TV - Watching the Detectives: Cold Case


In a series of articles, Susan Omand and Steve Taylor-Bryant are going to remember the policemen, spies and criminal specialists that entertained them over the years. This time Susan dusts off the file on Cold Case...

I love the concept of Cold Case detective work. These murders that the cops never quite get the right lead on at the time, or they follow a track just to come to a dead end and sit, gathering dust until a new piece of evidence comes to light that means the case can be re-opened and re-examined, even decades later.

So it was with the eponymous series that ran between 2003 to 2010 from the stable of Jerry Bruckheimer. Each episode in the 7 season show covered a different case, reopened by the Cold Case squad in Philadelphia PD. The team, under the management of Lt John Stillman (John Finn), was headed up by Philly PD’s first female detective Lilly Rush (Kathryn Morris) alongside her partner Scotty Valens (Danny Pino, who went on to Law & Order SVU after the end of Cold Case), time served cops Nick Vera (Jeremy Ratchford) and Will Jeffries (Thom Barry) and the feisty Kat Miller (Tracie Thoms) who became a regular on the team after a complex narcotics case involving the murder of a POW.
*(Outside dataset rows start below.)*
PR #7670, opened 2025-12-02
Metrics cluster working state and last update

JojiiOfficial:
Depends on #7479

Adds the following two new metric families to the metrics API:

```
# HELP cluster_last_update_delta time since last update
# TYPE cluster_last_update_delta gauge
cluster_last_update_delta 1.223929901

# HELP cluster_working_state working state of the cluster
# TYPE cluster_working_state gauge
cluster_working_state{state="working"} 1
cluster_working_state{state="stopped"} 0
```

`cluster_working_state` always has two metrics, one with `state=working` and one `state=stopped`.
The active state exports the value `1`.

### DIFF
--- a/src/common/metrics.rs
+++ b/src/common/metrics.rs
@@ -528,8 +528,8 @@ impl MetricsProvider for ClusterStatusTelemetry {
                 metrics.push_metric(metric_family(
                     "cluster_last_update_timestamp_seconds",
                     "unix timestamp of last update",
-                    MetricType::GAUGE,
-                    vec![gauge(timestamp as f64, &[])],
+                    MetricType::COUNTER,
+                    vec![counter(timestamp as f64, &[])],
                     prefix,
                 ));
 


timvisee:
> cluster_working_state always has two metrics, one with state=working and one state=stopped.
The active state exports the value 1.
If the working state is equal to "stopped", an optional error is provided with an empty string indicating no error.
To make the metrics consistent, an empty value for error is always provided, similarly to a non active state having the value 0.

I'm not sure if this is a conventional way of doing things? Maybe it's better to only report the current one?

> `cluster_last_update_delta`

I suggest to rename this to `cluster_last_update_seconds`, or `cluster_last_update_delta_seconds` or `cluster_last_update_age_seconds`

https://prometheus.io/docs/practices/naming/

src/common/metrics.rs
```diff
@@ -349,7 +351,10 @@ impl MetricsProvider for CollectionsTelemetry {
         let vector_count = vector_count_by_name
             .iter()
             .map(|m| m.get_gauge().get_value())
-            .sum();
+            .sum::<f64>()
+            // The sum of an empty f64 iterator returns `-0`. Since a negative
+            // number of vectors is impossible, taking the absolute value is always safe.
+            .abs();
```
timvisee, line 356: I ported this to <https://github.com/qdrant/qdrant/pull/7678> so we can quickly merge it and include it in the upcoming patch release.

JojiiOfficial:
> I'm not sure if this is a conventional way of doing things? Maybe it's better to only report the current one?

It probably is not a conventional way. It seemed to be more suitable for plotting to me. 


Checking with ChatGPT, it seems to confirm my approach:

```
✅ 1. Is it conventional to represent states like this?

Yes — for multi-state enumerations.

Example (good):
    my_service_state{state="running"} 1
    my_service_state{state="stopped"} 0
    my_service_state{state="error"} 0

⚠️ 2. What about one time series that changes its state label value over time?

    This is **not recommended**.

    Prometheus treats each unique label set as a separate time series.
    If the value of the state label changes (e.g. xy → yz → qq), you are:

    - creating a new time series every time the state changes
    - causing churn, which is bad for performance
    - making long-term trend queries messy
    - losing the ability to track how long each state existed (unless you manually reconstruct it)

Prometheus best practices:
👉 Label values should not have high cardinality or change frequently.
```

An alternative could be to include the state in the metrics name:
```
cluster_working_state_working{} 1
cluster_working_state_stopped{error=""} 0
```

I know ChatGPT could be wrong here so please let me know if you want me to look deeper into the conventions here!

Edit: On a second thought, maybe we shouldn't include the error itself for the same reason. I assume the error, if exists, can be read somewhere else too.

timvisee:
> Edit: On a second thought, maybe we shouldn't include the error itself for the same reason. I assume the error, if exists, can be read somewhere else too.

Yeah, that sounds reasonable!

I'm fine with that ChatGPT explanation.

Let's exclude the error message, but just denote the succesful and error states. That would be enough to detect 'an error'. And then a user is responsible for looking into the cluster to see the actual error.

src/common/metrics.rs
```diff
@@ -515,6 +517,52 @@ impl MetricsProvider for ClusterStatusTelemetry {
                 prefix,
             ));
         }
+
+        // Initialize all states so that every state has a zeroed metric by default.
+        let mut state_working = 0.0;
+        let mut state_stopped = 0.0;
+        let mut error = None::<String>;
```
timvisee: Let's remove the `error` strings.

JojiiOfficial: Done in https://github.com/qdrant/qdrant/pull/7670/commits/6e1b82117de53d486ae70dd69e9c8684983a2ffc

src/common/metrics.rs
```diff
@@ -515,6 +517,43 @@ impl MetricsProvider for ClusterStatusTelemetry {
...
+                let delta = Utc::now() - last_update;
+                let delta_secs = delta.as_seconds_f64();
+
+                metrics.push_metric(metric_family(
+                    "cluster_last_update_seconds",
+                    "time since last update",
+                    MetricType::GAUGE,
+                    vec![gauge(delta_secs, &[])],
+                    prefix,
+                ));
```
timvisee, line 534: According to a quick ChatGPT search, Prometheus prefers a timestamp, not an age in seconds.

So I guess it's best to change it to be a Unix timestamp: `cluster_last_update_timestamp_seconds`

JojiiOfficial: Done in https://github.com/qdrant/qdrant/pull/7670/commits/b905e4ffbe8203cbbe7c259d84cddae12e22d187

timvisee: Maybe a counter is more reasonable? It only goes up.

JojiiOfficial: Good point! Changed in https://github.com/qdrant/qdrant/pull/7670/commits/ad788f64db97c3362cd89933d5f5a899c330933d

PR #7673, opened 2025-12-02
Fix shard clean up on snapshot restore without manifest

timvisee:
Also gracefully stop local shard if we:
- recover shard from snapshot
- don't provide snapshot manifest

Should fix crasher run:
- https://github.com/qdrant/crasher/actions/runs/19861366275

### All Submissions:

### DIFF
--- a/lib/collection/src/shards/replica_set/snapshots.rs
+++ b/lib/collection/src/shards/replica_set/snapshots.rs
@@ -235,7 +235,7 @@ impl ShardReplicaSet {
                 shard.stop_gracefully().await;
 
                 None
-            },
+            }
             None if snapshot_manifest.is_empty() => None,
 
             Some(shard) => {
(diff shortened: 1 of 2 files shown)


lib/collection/src/shards/replica_set/snapshots.rs
```diff
@@ -230,7 +230,13 @@ impl ShardReplicaSet {
         }
 
         let local_manifest = match local.take() {
-            _ if snapshot_manifest.is_empty() => None,
+            Some(shard) if snapshot_manifest.is_empty() => {
+                // Shard is no longer needed and can be dropped
+                shard.stop_gracefully().await;
+
+                None
+            }
```
timvisee, line 238: Here's a branch where we also dropped `shard` (`LocalShard`). So we should gracefully stop.

PR #7678, opened 2025-12-03
Fix vector count in metrics showing minus zero

timvisee:
Picked from <https://github.com/qdrant/qdrant/pull/7670> to allow including it in the patch release

Prevent showing `-0.0` in metrics if we have no vectors.

Documentation: https://doc.rust-lang.org/std/iter/trait.Iterator.html#method.sum

### All Submissions:

### DIFF
--- a/src/common/metrics.rs
+++ b/src/common/metrics.rs
@@ -349,7 +349,10 @@ impl MetricsProvider for CollectionsTelemetry {
         let vector_count = vector_count_by_name
             .iter()
             .map(|m| m.get_gauge().get_value())
-            .sum();
+            .sum::<f64>()
+            // The sum of an empty f64 iterator returns `-0`. Since a negative
+            // number of vectors is impossible, taking the absolute value is always safe.
+            .abs();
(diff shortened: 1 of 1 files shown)


agourlay (approved):
I was super surprised by the behavior but I did get that -0 on the Rust playground 🫨

timvisee:
> I was super surprised by the behavior but I did get that -0 on the Rust playground 🫨

There's a ""good"" reason for it.

`sum()` uses fold and needs some default value to start summing.

It [picked](https://github.com/rust-lang/rust/blob/672388edbee9e93c35e5fdf7dac818a6612a5103/library/core/src/iter/traits/accum.rs#L162) `-0.0` for floats to keep the sign bit if summing `-0.0` items:
- `0.0` + `0.0` = `0.0`
- `-0.0` + `0.0` = `0.0`
- `0.0` + `-0.0` = `0.0`
- `-0.0` + `-0.0` = `-0.0` (we only keep sign bit here)

PR #7681, opened 2025-12-03
Cleanup a few clones

agourlay:
Removing a few unnecessary clones :broom:

### DIFF
--- a/lib/collection/src/collection/clean.rs
+++ b/lib/collection/src/collection/clean.rs
@@ -206,7 +206,7 @@ impl ShardCleanTask {
 
         ShardCleanTask {
             handle: task,
-            status: receiver.clone(),
+            status: receiver,
             cancel: cancel.drop_guard(),
         }
     }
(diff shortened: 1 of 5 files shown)


JojiiOfficial (approved):

xzfc:
BTW, clippy has a lint [clippy::redundant_clone](https://rust-lang.github.io/rust-clippy/master/index.html#redundant_clone) for that; and perhaps other clone-related lints.

agourlay:
@xzfc thanks, I actually found those instances exactly like that while playing with the `nursery` level in Clippy!
I should have mentioned it in the description :saluting_face:

JojiiOfficial:
Does it make senses to enable this (and similar) lints, or is this what you were initially working on?

agourlay:
@JojiiOfficial the lints in the [nursery](https://doc.rust-lang.org/stable/clippy/lints.html#nursery) can have false positives AFAIK so I would not add it to CI yet.

xzfc:
> Does it make senses to enable this (and similar) lints

IMO, `clippy::redundant_clone`, is too annoying to enable it globally. E.g., it wants this change:

```diff
     let acc_f32_freq_3 = do_search(&index_f32.index, freq_query2.clone());
     let acc_f16_freq_3 = do_search(&index_f16.index, freq_query2.clone());
-    let acc_u8_freq_3 = do_search(&index_u8.index, freq_query2.clone());
+    let acc_u8_freq_3 = do_search(&index_u8.index, freq_query2);
```

While it's not a false positive, I feel the initial version is a bit easier to reason/maintain. And probably the compiler optimizes it away with a high chance.

PR #7685, opened 2025-12-03
Improve telemetry timeout for shard size_stats

agourlay:
Follow up on https://github.com/qdrant/qdrant/pull/7607

This handles the `size_stats` information with a timeout.

### DIFF
--- a/src/actix/api/service_api.rs
+++ b/src/actix/api/service_api.rs
@@ -56,11 +56,11 @@ fn telemetry(
             level: details_level,
             histograms: false,
         };
-        let telemetry_collector = telemetry_collector.lock().await;
         let telemetry_data = telemetry_collector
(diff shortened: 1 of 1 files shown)


src/actix/api/service_api.rs
```diff
@@ -60,6 +60,7 @@ fn telemetry(
         let telemetry_data = telemetry_collector
             .prepare_data(&access, detail, params.timeout())
             .await?;
+        drop(telemetry_collector);
```
timvisee: Maybe just?

```suggestion
let telemetry_data = telemetry_collector
    .lock()
    .await
    .prepare_data(&access, detail, params.timeout())
    .await?;

```

(note that this suggestion diff looks broken 🤷‍♂️ )

PR #7687, opened 2025-12-04
Add staging endpoint for testing point operation delays

tellet-q:
Add a new POST /collections/{name}/points/staging endpoint (behind `staging` feature flag) that introduces an artificial delay in the point update pipeline. Useful for testing timeout handling, race conditions, and distributed system behavior.

**Notes**:
1. The operation is currently executed on local shard and is not forwarded to the remote ones. A new grpc call is required to forward to the remote shards and will be done in a separate PR.

**Usage**:
`curl -X POST "http://localhost:6333/collections/test/points/staging" -H "Content-Type: application/json" -d '{"duration": 5.0}'
`

### All Submissions:

### New Feature Submissions:

### Changes to Core Features:

### DIFF
--- a/lib/shard/src/operations/staging.rs
+++ b/lib/shard/src/operations/staging.rs
@@ -15,6 +15,13 @@ pub struct TestDelayOperation {
 }
 
 impl TestDelayOperation {
+    /// Create a new TestDelayOperation with the given duration in seconds.
+    pub fn new(duration_secs: f64) -> Self {
+        Self {
+            duration: OrderedFloat(duration_secs),
+        }
+    }
+
     /// Execute the delay operation (blocking).
     pub fn execute(&self) {
         let duration_secs = self.duration.into_inner();
--- a/lib/storage/src/rbac/ops_checks.rs
+++ b/lib/storage/src/rbac/ops_checks.rs
@@ -727,12 +727,9 @@ mod tests_ops {
             }
             #[cfg(feature = "staging")]
             PointOperationsDiscriminants::TestDelay => {
-                use ordered_float::OrderedFloat;
-                use shard::operations::point_ops::TestDelayOperation;
+                use shard::operations::staging::TestDelayOperation;
                 let op = CollectionUpdateOperations::PointOperation(PointOperations::TestDelay(
-                    TestDelayOperation {
-                        duration: OrderedFloat(1.0),
-                    },
+                    TestDelayOperation::new(1.0),
                 ));
                 assert_requires_whole_write_access(&op);
             }
--- a/src/actix/api/update_api.rs
+++ b/src/actix/api/update_api.rs
@@ -454,11 +454,11 @@ async fn staging_test_delay(
     dispatcher: web::Data<Dispatcher>,
     collection: Path<CollectionPath>,
     operation: Json<TestDelayRequest>,
+    params: Query<UpdateParams>,
     ActixAccess(access): ActixAccess,
 ) -> impl Responder {
     use collection::operations::point_ops::PointOperations;
     use collection::operations::verification::new_unchecked_verification_pass;
-    use ordered_float::OrderedFloat;
     use shard::operations::CollectionUpdateOperations;
     use shard::operations::staging::TestDelayOperation;
 
@@ -466,9 +466,7 @@ async fn staging_test_delay(
     let operation = operation.into_inner();
     let collection_name = collection.into_inner().name;
 
-    let point_operation = PointOperations::TestDelay(TestDelayOperation {
-        duration: OrderedFloat(operation.duration),
-    });
+    let point_operation = PointOperations::TestDelay(TestDelayOperation::new(operation.duration));
 
     let collection_operation = CollectionUpdateOperations::PointOperation(point_operation);
 
@@ -481,10 +479,7 @@ async fn staging_test_delay(
         &collection_name,
         collection_operation,
         InternalUpdateParams::default(),
-        UpdateParams {
-            wait: true,
-            ordering: Default::default(),
-        },
+        params.into_inner(),
         None, // shard_key
         access,
         HwMeasurementAcc::disposable(),


tellet-q:
Example log: 

Screenshot from 2025-12-04 10-52-46

lib/shard/src/operations/staging.rs
```diff
@@ -0,0 +1,25 @@
...
+}
+
+impl TestDelayUpsertPointsOperation {
+    /// Execute the delay operation (blocking).
+    pub fn execute(&self) {
+        let duration_secs = self.duration.into_inner();
+        log::debug!("TestDelayUpsertPoints: sleeping for {duration_secs}s");
+        std::thread::sleep(Duration::from_secs_f64(duration_secs));
+        log::debug!("TestDelayUpsertPoints: finished sleeping");
+    }
```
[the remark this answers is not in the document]
timvisee: Fair concern. Fine with Rabbit's suggestion.

@tellet-q

lib/collection/src/operations/point_ops.rs
```diff
@@ -79,6 +79,10 @@ impl SplitByShard for PointOperations {
                 #[cfg(not(debug_assertions))]
                 OperationToShard::by_shard(vec![])
             }
+            #[cfg(feature = "staging")]
+            test_delay @ PointOperations::TestDelayUpsertPoints(_) => {
+                OperationToShard::to_all(test_delay)
+            }
```
timvisee: Yeah, so here we _could_ do shard routing later if we like

lib/collection/src/shards/remote_shard.rs
```diff
@@ -301,6 +301,11 @@ impl RemoteShard {
                         )?;
                         Update::Sync(request)
                     }
+                    #[cfg(feature = "staging")]
+                    PointOperations::TestDelayUpsertPoints(_) => {
+                        // Staging test delay operations should not be forwarded to remote shards
+                        continue;
+                    }
```
timvisee, line 308: Good call.

Otherwise it's likely to receive the operation twice on the other end. Not an issue for idempotent operations, but it is an issue for this delay.

lib/collection/src/operations/generalizer/update_persisted.rs
```diff
@@ -64,6 +64,10 @@ impl Generalizer for PointOperations {
             PointOperations::SyncPoints(sync_operation) => {
                 PointOperations::SyncPoints(sync_operation.remove_details())
             }
+            #[cfg(feature = "staging")]
+            PointOperations::TestDelayUpsertPoints(op) => {
```
timvisee: This isn't strictly an upsert operation. I vote to change it from `TestDelayUpsertPoints` to `TestDelay`.

I think it'd be even better to move it one level up, into [`CollectionUpdateOperations`](https://github.com/qdrant/qdrant/blob/094aa5c19418cdad352196fb0f132ec8c64a2bce/lib/shard/src/operations/mod.rs#L15-L23). We can do that in a separate PR.

lib/collection/src/shards/remote_shard.rs
```diff
@@ -571,6 +576,22 @@ impl RemoteShard {
                     .await?
                     .into_inner()
                 }
+                #[cfg(feature = "staging")]
+                PointOperations::TestDelayUpsertPoints(op) => {
+                    // TODO: Add gRPC support to forward staging operations to remote shards
+                    // For now, staging test delay operations only execute on local shards
+                    log::debug!(
+                        "TestDelayUpsertPoints: skipping remote shard {} (duration: {}s)",
+                        shard_id.unwrap_or(0),
```
timvisee:
```suggestion
                        self.id,
```

lib/shard/src/operations/point_ops.rs
```diff
@@ -105,8 +105,14 @@ pub enum PointOperations {
...
     /// Points Sync
     SyncPoints(PointSyncOperation),
+    /// Introduce artificial delay for testing purposes
+    #[cfg(feature = "staging")]
+    TestDelayUpsertPoints(super::staging::TestDelayUpsertPointsOperation),
 }
 
+#[cfg(feature = "staging")]
+pub use super::staging::TestDelayUpsertPointsOperation;
+
```
timvisee: This import is obsolete. We already directly target the type in the above enum variant.

```suggestion
```

lib/storage/src/rbac/ops_checks.rs
```diff
@@ -725,6 +725,10 @@ mod tests_ops {
                 ));
                 assert_requires_whole_write_access(&op);
             }
+            #[cfg(feature = "staging")]
+            PointOperationsDiscriminants::TestDelayUpsertPoints => {
+                // Staging operation - requires write access
+            }
```
timvisee, line 735: I guess we still need to actually implement the check here?

lib/shard/src/operations/staging.rs
```diff
@@ -0,0 +1,25 @@
...
+    pub duration: OrderedFloat<f64>,
+}
+
+impl TestDelayUpsertPointsOperation {
+    /// Execute the delay operation (blocking).
+    pub fn execute(&self) {
+        let duration_secs = self.duration.into_inner();
+        log::debug!("TestDelayUpsertPoints: sleeping for {duration_secs}s");
+        std::thread::sleep(Duration::from_secs_f64(duration_secs));
+        log::debug!("TestDelayUpsertPoints: finished sleeping");
```
timvisee: The `Duration` type itself it quite good at formatting time, I suggest to use that.

Demo: https://play.rust-lang.org/?version=stable&mode=debug&edition=2024&gist=029f33c3a44399848df807365dab9d3c

```suggestion
        let duration = Duration::from_secs_f64(self.duration.into_inner().max(0.0));
        log::debug!("TestDelayUpsertPoints: sleeping for {duration:?}");
        std::thread::sleep(duration);
        log::debug!("TestDelayUpsertPoints: finished sleeping");
```

This also applies Rabbit's fix.

src/actix/api/update_api.rs
```diff
@@ -430,6 +430,70 @@ async fn delete_field_index(
...
+}
+
+/// Staging endpoint that introduces an artificial delay for testing purposes.
+/// Only available when the `staging` feature is enabled.
+#[cfg(feature = "staging")]
+#[post("/collections/{name}/points/staging")]
+async fn staging_test_delay(
+    dispatcher: web::Data<Dispatcher>,
+    collection: Path<CollectionPath>,
+    operation: Json<TestDelayRequest>,
```
timvisee, line 456: I'd be better to accept a PointOperation type here. Or a dedicated type for staging stuff once we've added a variant in `CollectionUpdateOperations`.

It'll be a bit more verbose in usage, but it also means all new operations we add are immediately usable without implementing a new API.

lib/collection/src/operations/generalizer/update_persisted.rs
tellet-q: Renamed to TestDelay.

> I think it'd be even better to move it one level up, into [CollectionUpdateOperations](https://github.com/qdrant/qdrant/blob/094aa5c19418cdad352196fb0f132ec8c64a2bce/lib/shard/src/operations/mod.rs#L15-L23). We can do that in a separate PR.

I agree that this should go into separate PR.

lib/storage/src/rbac/ops_checks.rs
tellet-q: Added a check

src/actix/api/update_api.rs
tellet-q: Let's do it in that separate PR you suggested above.

src/actix/api/update_api.rs
```diff
@@ -430,6 +430,70 @@ async fn delete_field_index(
...
+    let pass = new_unchecked_verification_pass();
+    let toc = dispatcher.toc(&access, &pass);
+
+    let result = crate::common::update::update(
+        toc,
+        &collection_name,
+        collection_operation,
+        InternalUpdateParams::default(),
+        UpdateParams {
+            wait: true,
```
timvisee: I think it's reasonable to grab the `wait` param from API parameters.

It is useful to just block updates, and not the whole test.

Let's use the `UpdateParams` struct and also include ordering: https://github.com/qdrant/qdrant/blob/ec6cce8291be0e135e4c21dbfd9292690c1f0b24/src/actix/api/update_api.rs#L37

PR #7701, opened 2025-12-05
Metrics incoming and outgoing shard transfers

JojiiOfficial:
Depends on #7670

Adds the following two new metrics to the metrics API:

```
# HELP collection_shard_transfer_incoming incoming shard transfers currently running
# TYPE collection_shard_transfer_incoming gauge
collection_shard_transfer_incoming{id="test"} 0

# HELP collection_shard_transfer_outgoing outgoing shard transfers currently running
# TYPE collection_shard_transfer_outgoing gauge
collection_shard_transfer_outgoing{id="test"} 0
```

### DIFF
--- a/src/common/metrics.rs
+++ b/src/common/metrics.rs
@@ -346,7 +346,8 @@ impl CollectionsTelemetry {
                 for transfer in collection.transfers.iter().flatten() {
                     if transfer.to == this_peer_id {
                         incoming_transfers += 1;
-                    } else if transfer.from == this_peer_id {
+                    }
+                    if transfer.from == this_peer_id {
                         outgoing_transfers += 1;
                     }
                 }


src/common/metrics.rs
```diff
@@ -180,8 +184,13 @@ impl MetricsProvider for AppFeaturesTelemetry {
     }
 }
 
-impl MetricsProvider for CollectionsTelemetry {
-    fn add_metrics(&self, metrics: &mut MetricsData, prefix: Option<&str>) {
+impl CollectionsTelemetry {
```
JojiiOfficial, line 187: Since we need access to the peer id of the current instance, I had to change this from a trait to a type function. We don't use this trait for it's trait benefits, so this approach seemed best to me.
If there is a different preferred approach, please let me know.

src/common/metrics.rs
```diff
@@ -323,6 +336,30 @@ impl MetricsProvider for CollectionsTelemetry {
...
+            let mut incoming_transfers = 0;
+            let mut outgoing_transfers = 0;
+
+            if let Some(this_peer_id) = peer_id {
+                for transfer in collection.transfers.iter().flatten() {
+                    if transfer.to == this_peer_id {
+                        incoming_transfers += 1;
+                    } else if transfer.from == this_peer_id {
+                        outgoing_transfers += 1;
+                    }
```
timvisee, line 352: There are some edge cases where the source and target is the same.

So in that case, let's count both.


```suggestion
                    if transfer.to == this_peer_id {
                        incoming_transfers += 1;
                    }
                    if transfer.from == this_peer_id {
                        outgoing_transfers += 1;
                    }
```

src/common/metrics.rs
```diff
@@ -448,6 +485,22 @@ impl MetricsProvider for CollectionsTelemetry {
             snapshots_created_total,
             prefix,
         ));
+
+        metrics.push_metric(metric_family(
+            "collection_shard_transfer_incoming",
```
timvisee, line 491: Maybe `collection_incoming_shard_transfers` is better. I have no idea, and have a hard time deciding 😃

JojiiOfficial: Yeah I also considered both and couldn't decide. I finally went with this name because it preserves the namespace. I think this is more important than the counting unit, which can be deferred from the help text.
But I don't have a strong opinion here, just my reasoning.

timvisee: Good reasoning. Let's keep your version.

timvisee (approved):

PR #7703, opened 2025-12-06
peer-id change on snapshot recovery

generall:
I was not able to find any problems, which this change would fix. But current code definitelly does not look right.


ffuugoo (approved):

timvisee (approved):

KShivendu:
I think this is now covered in https://github.com/qdrant/qdrant/pull/7706 which has been merged. So we can close this.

What made this series different enough to capture my attention though was the way that each episode was presented. It always started off back in the day, whichever era it was, showing the lead up to the original crime as it is committed, although it never revealed the murderer at that point. I loved that they didn’t restrict the original eras – there was everything from a couple of years before the present day right back to the 1920’s and 30’s and they changed the filming style, as well as the soundtrack, to suit the era, even filming in black and white for the real old ones, so it really felt almost like found footage and added a sense of authenticity. They kept this link to the past going throughout each episode too, with flashes of how characters being interviewed in the present day looked at the time of the crime. This was especially effective because the casting of each “past and present” character was absolutely spot on – for example, you could really believe that the kid grew up to be the adult. This flashback effect came in to its own at the end of each episode in a montage which, for some reason and without fail, always brought tears from me. The murder from the past gets shown and the, inevitably caught, murderer gets led away by the detectives in the present day, to the soundtrack of a great song from the relevant past era. They are always obscured for a moment, whether by a pillar or a person or something and, when they re-appear, they are how they looked at the time of the crime. The case box then gets refiled, with Closed written on the lid, and there's a glimpse of the murdered person standing in the background, fading out as the detective looks at them. Cheesy yes but damned powerful.

Each season also had a longer story arc for continuity, usually involving the personal lives of one of the team of detectives, but it was the weekly cases, the beautiful portrayal of these mysteries from long ago, that kept me watching the show for all seven seasons.